Semiotic Ecology is certainly the heart of everything in my activities, retrospectively also of much of my early work written from a different vantage point. Although I got to the essence of this perspective relatively late in my personal evolution its has all been prepared from the early phases of my scientific interest in humans and their condition. From the late 1980s on, semiotic ecology has become pivotal in my thinking.
In the late 1950, still a student, I have understood in studying Kurt Lewin and Jakob von Uexkuell that understanding living beings including humans requires inclusion of their environment, i.e. needs to be ecological. Soon after, I also understood that one cannot think ecologically without conceiving things to change in time however apparently static they may appear. In other words, the ecological and the evolutive are two faces of the same. In addition it was evident to me in the early 1960s on the basis of Lewin's philosophy of science insights that some sciences could be reduced to others. In particular, attempts at reduction of psychology to biology would inevitably fail because they were to dismiss the evolutive phases in the human condition that have lead to the differentiation between cultures. And so were attempts to reduce the bioitic to the physical because
However, for almost 30 years I could not see how to deal reasoably with Meaning. Obviously most animals "know" quite a bit of their world, their Umwelt, in their proper ways, depending on the senses and the active means they have to make changes not only in their immediate relation to their Umwelt, but also in their Umwelt itself, smalle changes in the world that may become important not only to themselves, but also to other beings; e.g. they "know what is good or bad for them to eat, they "know their family, their friends, their foes and much more. Even plants are prepared for their Umwelt; it may be less valid to say they "know"it; but in fact their are prepared e.g. for the seasons of the year, for day and night, for helpers to transport their seeds and pollen, etc.

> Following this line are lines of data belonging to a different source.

PR #92534, opened 2020-06-26
[WIP]Created verify-dockerless file

yash97:
**What type of PR is this?**
>
> /kind api-change
> /kind bug
 /kind cleanup
> /kind deprecation
> /kind design
> /kind documentation
> /kind failing-test
> /kind feature
> /kind flake

Fixes #

```release-note

```

```docs

```

### DIFF
--- a/hack/verify-dockerless.sh
+++ b/hack/verify-dockerless.sh
@@ -1,0 +1,15 @@
+not_have_dockerless=$(find ../pkg/kubelet/dockershim -name "*.go" ! -exec grep -q 'dockerless' {} \; -print)
+if [[ $not_have_dockerless ]]; then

The reader is invited to return to this section after having learnt about the set of fields. Most of my "retirement" activity is devoted to bring semiotic ecology --which is now described in more than a dozen separate papers emphasizing this or that aspect and neglecting others--into a decent synthesizing form. Most of what I have thought and written, whatever terminology I have been using, gets a good place within that SemEco framework.